Stored records:
PR #2902, opened 2024-09-18
Passwordless | Passcodes for reset password - non-ACTIVE users

coldlink:
## What does this change?

In https://github.com/guardian/gateway/pull/2889 we implemented passcode for reset password for the remaining active users, i.e the ones with only the "password" authenticator.

This PR adds the ability for all except non-existent users to reset their passcodes using passwords.

For users in a non-`ACTIVE` state, we should first get them into one of the `ACTIVE` states in order to send them an email which allows them to reset their password with a passcode.

The best way to do this is to first `deactivate` the user, which works on all user states and puts them into the `DEPROVISIONED` state.

Then we can activate the user, which will put them into the `PROVISIONED` state and return us a recovery token.

We then use the recovery token to set a placeholder password for the user, which transitions them into the `ACTIVE` state and then we can call `changePasswordEmailIdx` method again to send the user a passcode as they'll be in one of the `ACTIVE` states, namely the one with the "email" and "password" authenticator, or the one with only the "password" authenticator.

From there the existing functionality for `ACTIVE` users takes over and we send the users a passcode!

We also modify the `validateEmailAndPasswordSetSecurely` method to do the exact reverse depending on a flag. The `flagStatus` parameter was added in to set these flags `emailValidated` and `passwordSetSecurely` to `false` if `flagStatus` is provided as `false`. `flagStatus` defaults to `true` to retain existing behaviour.

A whole lotta cypress tests are included to make sure this functionality works.

## Tested
- [x] CODE

### DIFF
--- a/src/server/lib/okta/validateEmail.ts
+++ b/src/server/lib/okta/validateEmail.ts
@@ -10,12 +10,18 @@ import { trackMetric } from '@/server/lib/trackMetric';
  *
  * @param {string} id accepts the Okta user ID, email address (login) or login shortname (as long as it is unambiguous)
  * @param {string} ip The IP address of the user
+ * @param {boolean} flagStatus Default is true. If true, the flags are set to true, if false, the flags are set to false
  * @returns {Promise<UserResponse>} Promise that resolves to the user object
  */
-export const validateEmailAndPasswordSetSecurely = async (
-	id: string,
-	ip?: string,
-): Promise<UserResponse> => {
+export const validateEmailAndPasswordSetSecurely = async ({
+	id,
+	ip,
+	flagStatus = true,
+}: {
+	id: string;
+	ip?: string;
+	flagStatus?: boolean;
+}): Promise<UserResponse> => {
 	try {
 		const timestamp = new Date().toISOString();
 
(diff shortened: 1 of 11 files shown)


pvighi (dismissed):
nice test coverage for all the cases!

pvighi (dismissed):

src/server/lib/okta/validateEmail.ts
```diff
@@ -10,22 +10,33 @@ import { trackMetric } from '@/server/lib/trackMetric';
...
  * @returns {Promise<UserResponse>} Promise that resolves to the user object
  */
-export const validateEmailAndPasswordSetSecurely = async (
-	id: string,
-	ip?: string,
-): Promise<UserResponse> => {
+export const validateEmailAndPasswordSetSecurely = async ({
+	id,
+	ip,
+	unsetFlags = false,
```
AshCorr, line 19:
```suggestion
	setFlags = true,
```

Perhaps just default to true and avoid the [negation on line 30](https://github.com/guardian/gateway/pull/2902/files#diff-8e0a6ee150799c6cc4fd0826332e5b6b5500e0eaef2899cad2c42dccccbc7bc8R30), I find it a little bit confusing 😅

coldlink: Yeah that's a good point! I'll see what I can conjure up.

coldlink: Updated it to `flagStatus` instead, which makes more sense than "set"/"unset"!

AshCorr (approved):

PR #2908, opened 2024-09-23
Dependencies | 23rd September 2024

coldlink:
## What does this change?

Updates dependencies where possible since #2899

Also runs [`knip`](https://knip.dev/) to remove unused exports.
 
Holds back the following:

- Sentry to v8 - major version upgrade, need to do in a separate PR i.e #2903
- Storybook - Issues with preact/react in 8.3.x will investigate separately

## Tested

- [x] CODE


akinsola-guardian (approved):
LGTM

PR #2915, opened 2024-09-24
Passwordless | Reset password with passcodes handle case for non-existent users

coldlink:
## What does this change?

In https://github.com/guardian/gateway/pull/2889 we implemented passcode for reset password for the remaining active users, i.e the ones with only the "password" authenticator.

And in https://github.com/guardian/gateway/pull/2902 we implemented passcode for reset password for existing users in the non-ACTIVE state.

There is one more group of users that could go through the reset password process, and these are users who currently don't have a Guardian account.


src/server/controllers/sendChangePasswordEmail.ts
```diff
@@ -812,6 +812,31 @@ export const sendEmailInOkta = async (
...
 			error.code === 'E0000007'
 		) {
+			// if we're using passcodes, then show the email sent page with OTP input
+			// even if the user doesn't exist
+			if (passcodesEnabled && usePasscodesResetPassword) {
+				// set the encrypted state cookie to persist the email and stateHandle
+				// which we need to persist during the passcode reset flow
+				setEncryptedStateCookie(res, {
+					email,
+					stateHandle: `${crypto.randomUUID()}`, // use a random non-existent stateHandle, so encrypted value is different
```
coldlink, line 822:
```suggestion
					stateHandle: `${crypto.randomUUID()}`, // use a random non-existent stateHandle, so encrypted value is different
```

generate a random string which is the same length as a real state handle

akinsola-guardian (approved):
Thanks for taking us through this. LGTM

PR #2925, opened 2024-09-30
Okta | Fix users without `isGuardianUser` flag, but in `GuardianUser-All` group

coldlink:
## What does this change?

We found a scenario where the `isGuardianUser` flag on the user object wasn't being set when the user created an account using a social provider, but were added to the `GuardianUser-All` group.

This is similar to what we previously identified with the `emailValidated` flag, and the `GuardianUser-EmailValidated` group. See https://github.com/guardian/gateway/pull/1682 for more context on that.

This PR updates the logic that after authentication, we check for this mismatch by identifying users who don't have this flag set (`is_guardian_user`), but are in the `GuardianUser-All` group and fix them by updating the user's profile with the `isGuardianUser` flag.

## Tested

- [ ] CODE

### DIFF
--- a/src/server/routes/oauth.ts
+++ b/src/server/routes/oauth.ts
@@ -52,6 +52,7 @@ interface OAuthError {
 interface CustomClaims extends IdTokenClaims {
 	user_groups?: string[];
 	email_validated?: boolean;
+	is_guardian_user?: boolean;
 }
 
 /**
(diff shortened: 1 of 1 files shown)


pvighi (approved):
looks good to me

coldlink:
Closing as this is no longer needed.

* [Task item]
The data is to be reproduced in full, every line intact.

* [Reply]
PR #2902, opened 2024-09-18
Passwordless | Passcodes for reset password - non-ACTIVE users

coldlink:
## What does this change?

In https://github.com/guardian/gateway/pull/2889 we implemented passcode for reset password for the remaining active users, i.e the ones with only the "password" authenticator.

This PR adds the ability for all except non-existent users to reset their passcodes using passwords.

For users in a non-`ACTIVE` state, we should first get them into one of the `ACTIVE` states in order to send them an email which allows them to reset their password with a passcode.

The best way to do this is to first `deactivate` the user, which works on all user states and puts them into the `DEPROVISIONED` state.

Then we can activate the user, which will put them into the `PROVISIONED` state and return us a recovery token.

We then use the recovery token to set a placeholder password for the user, which transitions them into the `ACTIVE` state and then we can call `changePasswordEmailIdx` method again to send the user a passcode as they'll be in one of the `ACTIVE` states, namely the one with the "email" and "password" authenticator, or the one with only the "password" authenticator.

From there the existing functionality for `ACTIVE` users takes over and we send the users a passcode!

We also modify the `validateEmailAndPasswordSetSecurely` method to do the exact reverse depending on a flag. The `flagStatus` parameter was added in to set these flags `emailValidated` and `passwordSetSecurely` to `false` if `flagStatus` is provided as `false`. `flagStatus` defaults to `true` to retain existing behaviour.

A whole lotta cypress tests are included to make sure this functionality works.

## Tested
- [x] CODE

### DIFF
--- a/src/server/lib/okta/validateEmail.ts
+++ b/src/server/lib/okta/validateEmail.ts
@@ -10,12 +10,18 @@ import { trackMetric } from '@/server/lib/trackMetric';
  *
  * @param {string} id accepts the Okta user ID, email address (login) or login shortname (as long as it is unambiguous)
  * @param {string} ip The IP address of the user
+ * @param {boolean} flagStatus Default is true. If true, the flags are set to true, if false, the flags are set to false
  * @returns {Promise<UserResponse>} Promise that resolves to the user object
  */
-export const validateEmailAndPasswordSetSecurely = async (
-	id: string,
-	ip?: string,
-): Promise<UserResponse> => {
+export const validateEmailAndPasswordSetSecurely = async ({
+	id,
+	ip,
+	flagStatus = true,
+}: {
+	id: string;
+	ip?: string;
+	flagStatus?: boolean;
+}): Promise<UserResponse> => {
 	try {
 		const timestamp = new Date().toISOString();
 
(diff shortened: 1 of 11 files shown)


pvighi (dismissed):
nice test coverage for all the cases!

pvighi (dismissed):

src/server/lib/okta/validateEmail.ts
```diff
@@ -10,22 +10,33 @@ import { trackMetric } from '@/server/lib/trackMetric';
...
  * @returns {Promise<UserResponse>} Promise that resolves to the user object
  */
-export const validateEmailAndPasswordSetSecurely = async (
-	id: string,
-	ip?: string,
-): Promise<UserResponse> => {
+export const validateEmailAndPasswordSetSecurely = async ({
+	id,
+	ip,
+	unsetFlags = false,
```
AshCorr, line 19:
```suggestion
	setFlags = true,
```

Perhaps just default to true and avoid the [negation on line 30](https://github.com/guardian/gateway/pull/2902/files#diff-8e0a6ee150799c6cc4fd0826332e5b6b5500e0eaef2899cad2c42dccccbc7bc8R30), I find it a little bit confusing 😅

coldlink: Yeah that's a good point! I'll see what I can conjure up.

coldlink: Updated it to `flagStatus` instead, which makes more sense than "set"/"unset"!

AshCorr (approved):

PR #2908, opened 2024-09-23
Dependencies | 23rd September 2024

coldlink:
## What does this change?

Updates dependencies where possible since #2899

Also runs [`knip`](https://knip.dev/) to remove unused exports.
 
Holds back the following:

- Sentry to v8 - major version upgrade, need to do in a separate PR i.e #2903
- Storybook - Issues with preact/react in 8.3.x will investigate separately

## Tested

- [x] CODE


akinsola-guardian (approved):
LGTM

PR #2915, opened 2024-09-24
Passwordless | Reset password with passcodes handle case for non-existent users

coldlink:
## What does this change?

In https://github.com/guardian/gateway/pull/2889 we implemented passcode for reset password for the remaining active users, i.e the ones with only the "password" authenticator.

And in https://github.com/guardian/gateway/pull/2902 we implemented passcode for reset password for existing users in the non-ACTIVE state.

There is one more group of users that could go through the reset password process, and these are users who currently don't have a Guardian account.


src/server/controllers/sendChangePasswordEmail.ts
```diff
@@ -812,6 +812,31 @@ export const sendEmailInOkta = async (
...
 			error.code === 'E0000007'
 		) {
+			// if we're using passcodes, then show the email sent page with OTP input
+			// even if the user doesn't exist
+			if (passcodesEnabled && usePasscodesResetPassword) {
+				// set the encrypted state cookie to persist the email and stateHandle
+				// which we need to persist during the passcode reset flow
+				setEncryptedStateCookie(res, {
+					email,
+					stateHandle: `${crypto.randomUUID()}`, // use a random non-existent stateHandle, so encrypted value is different
```
coldlink, line 822:
```suggestion
					stateHandle: `${crypto.randomUUID()}`, // use a random non-existent stateHandle, so encrypted value is different
```

generate a random string which is the same length as a real state handle

akinsola-guardian (approved):
Thanks for taking us through this. LGTM

PR #2925, opened 2024-09-30
Okta | Fix users without `isGuardianUser` flag, but in `GuardianUser-All` group

coldlink:
## What does this change?

We found a scenario where the `isGuardianUser` flag on the user object wasn't being set when the user created an account using a social provider, but were added to the `GuardianUser-All` group.

This is similar to what we previously identified with the `emailValidated` flag, and the `GuardianUser-EmailValidated` group. See https://github.com/guardian/gateway/pull/1682 for more context on that.

This PR updates the logic that after authentication, we check for this mismatch by identifying users who don't have this flag set (`is_guardian_user`), but are in the `GuardianUser-All` group and fix them by updating the user's profile with the `isGuardianUser` flag.

## Tested

- [ ] CODE

### DIFF
--- a/src/server/routes/oauth.ts
+++ b/src/server/routes/oauth.ts
@@ -52,6 +52,7 @@ interface OAuthError {
 interface CustomClaims extends IdTokenClaims {
 	user_groups?: string[];
 	email_validated?: boolean;
+	is_guardian_user?: boolean;
 }
 
 /**
(diff shortened: 1 of 1 files shown)


pvighi (approved):
looks good to me

coldlink:
Closing as this is no longer needed.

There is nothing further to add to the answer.